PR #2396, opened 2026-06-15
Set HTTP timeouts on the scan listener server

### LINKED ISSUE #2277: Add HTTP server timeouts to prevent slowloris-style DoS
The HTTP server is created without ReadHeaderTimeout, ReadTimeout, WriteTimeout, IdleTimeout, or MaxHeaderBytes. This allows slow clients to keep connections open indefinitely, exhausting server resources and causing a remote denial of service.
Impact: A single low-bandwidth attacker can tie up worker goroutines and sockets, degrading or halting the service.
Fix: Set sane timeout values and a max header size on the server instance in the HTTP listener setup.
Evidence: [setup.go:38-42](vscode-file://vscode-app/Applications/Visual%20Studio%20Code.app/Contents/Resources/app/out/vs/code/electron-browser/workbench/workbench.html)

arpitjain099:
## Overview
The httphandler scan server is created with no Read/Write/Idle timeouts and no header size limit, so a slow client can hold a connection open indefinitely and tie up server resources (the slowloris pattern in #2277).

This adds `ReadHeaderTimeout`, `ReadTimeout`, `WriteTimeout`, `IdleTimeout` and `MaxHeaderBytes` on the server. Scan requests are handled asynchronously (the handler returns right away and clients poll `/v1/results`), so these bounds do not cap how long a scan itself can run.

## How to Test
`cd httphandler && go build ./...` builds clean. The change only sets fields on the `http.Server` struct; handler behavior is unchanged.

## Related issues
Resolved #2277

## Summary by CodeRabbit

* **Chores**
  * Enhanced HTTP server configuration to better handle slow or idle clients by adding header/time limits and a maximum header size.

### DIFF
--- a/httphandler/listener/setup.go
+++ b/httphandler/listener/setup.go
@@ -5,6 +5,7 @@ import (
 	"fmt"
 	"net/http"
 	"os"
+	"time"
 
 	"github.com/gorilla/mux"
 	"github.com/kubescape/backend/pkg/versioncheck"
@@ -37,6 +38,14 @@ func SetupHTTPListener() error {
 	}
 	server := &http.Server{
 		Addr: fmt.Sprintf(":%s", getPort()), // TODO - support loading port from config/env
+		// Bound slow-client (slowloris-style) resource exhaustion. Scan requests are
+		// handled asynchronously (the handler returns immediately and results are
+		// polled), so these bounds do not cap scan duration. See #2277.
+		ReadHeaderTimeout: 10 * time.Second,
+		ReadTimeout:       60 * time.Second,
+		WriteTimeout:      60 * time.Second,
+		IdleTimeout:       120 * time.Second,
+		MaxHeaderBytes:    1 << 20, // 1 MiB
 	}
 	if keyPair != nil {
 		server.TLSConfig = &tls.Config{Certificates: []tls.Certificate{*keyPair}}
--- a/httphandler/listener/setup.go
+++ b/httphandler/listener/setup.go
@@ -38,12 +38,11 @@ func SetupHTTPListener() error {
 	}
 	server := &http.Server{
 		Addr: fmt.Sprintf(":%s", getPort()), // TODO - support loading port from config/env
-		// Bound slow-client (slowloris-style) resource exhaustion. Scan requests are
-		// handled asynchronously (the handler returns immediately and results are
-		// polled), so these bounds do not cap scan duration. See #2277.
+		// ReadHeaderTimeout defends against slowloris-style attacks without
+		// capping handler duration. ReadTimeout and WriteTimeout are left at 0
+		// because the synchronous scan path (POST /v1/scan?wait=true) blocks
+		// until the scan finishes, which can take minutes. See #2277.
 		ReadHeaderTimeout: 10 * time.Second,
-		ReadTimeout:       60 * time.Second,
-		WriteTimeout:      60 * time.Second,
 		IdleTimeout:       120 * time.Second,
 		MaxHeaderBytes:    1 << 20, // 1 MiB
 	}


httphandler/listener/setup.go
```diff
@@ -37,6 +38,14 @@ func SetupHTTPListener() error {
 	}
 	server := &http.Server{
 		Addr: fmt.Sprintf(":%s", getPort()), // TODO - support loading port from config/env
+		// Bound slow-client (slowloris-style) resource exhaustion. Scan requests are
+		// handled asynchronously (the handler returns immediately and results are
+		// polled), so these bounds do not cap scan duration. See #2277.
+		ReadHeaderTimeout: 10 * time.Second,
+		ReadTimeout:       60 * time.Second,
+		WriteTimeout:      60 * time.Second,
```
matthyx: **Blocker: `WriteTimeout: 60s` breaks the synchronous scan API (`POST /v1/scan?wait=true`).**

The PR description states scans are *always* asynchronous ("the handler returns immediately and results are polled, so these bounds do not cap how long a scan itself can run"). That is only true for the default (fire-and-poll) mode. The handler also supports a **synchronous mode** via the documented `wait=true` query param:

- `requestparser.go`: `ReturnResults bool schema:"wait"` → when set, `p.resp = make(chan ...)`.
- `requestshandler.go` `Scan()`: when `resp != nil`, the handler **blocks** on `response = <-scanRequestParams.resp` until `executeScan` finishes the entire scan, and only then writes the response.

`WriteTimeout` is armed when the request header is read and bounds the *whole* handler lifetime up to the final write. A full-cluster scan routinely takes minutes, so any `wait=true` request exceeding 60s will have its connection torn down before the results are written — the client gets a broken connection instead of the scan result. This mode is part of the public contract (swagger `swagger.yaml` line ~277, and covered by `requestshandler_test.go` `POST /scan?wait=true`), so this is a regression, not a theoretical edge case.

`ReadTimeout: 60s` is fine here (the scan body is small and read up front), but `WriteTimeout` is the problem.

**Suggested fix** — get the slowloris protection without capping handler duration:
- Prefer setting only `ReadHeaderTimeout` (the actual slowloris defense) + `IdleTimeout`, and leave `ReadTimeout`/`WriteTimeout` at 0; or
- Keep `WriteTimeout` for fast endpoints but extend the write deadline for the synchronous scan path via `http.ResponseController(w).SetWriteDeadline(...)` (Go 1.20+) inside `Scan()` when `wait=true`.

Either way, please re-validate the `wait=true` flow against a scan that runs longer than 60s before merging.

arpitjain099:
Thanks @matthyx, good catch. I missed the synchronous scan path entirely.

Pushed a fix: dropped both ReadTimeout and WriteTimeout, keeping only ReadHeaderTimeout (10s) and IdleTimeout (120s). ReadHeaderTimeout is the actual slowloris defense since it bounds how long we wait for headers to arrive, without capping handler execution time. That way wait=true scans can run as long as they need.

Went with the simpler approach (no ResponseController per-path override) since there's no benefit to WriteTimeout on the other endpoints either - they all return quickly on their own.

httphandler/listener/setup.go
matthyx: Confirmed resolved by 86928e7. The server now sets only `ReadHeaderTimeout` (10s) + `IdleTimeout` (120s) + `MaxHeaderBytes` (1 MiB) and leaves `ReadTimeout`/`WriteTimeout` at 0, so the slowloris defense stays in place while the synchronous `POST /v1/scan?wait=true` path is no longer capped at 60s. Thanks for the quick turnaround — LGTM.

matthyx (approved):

● ● ● ● ●

EXERCISE PROMPT
Which of the lines above include the word "finishes"? Copy each of them.

OUTPUT OF THE EXERCISE
+		// until the scan finishes, which can take minutes. See #2277.
- `requestshandler.go` `Scan()`: when `resp != nil`, the handler **blocks** on `response = <-scanRequestParams.resp` until `executeScan` finishes the entire scan, and only then writes the response.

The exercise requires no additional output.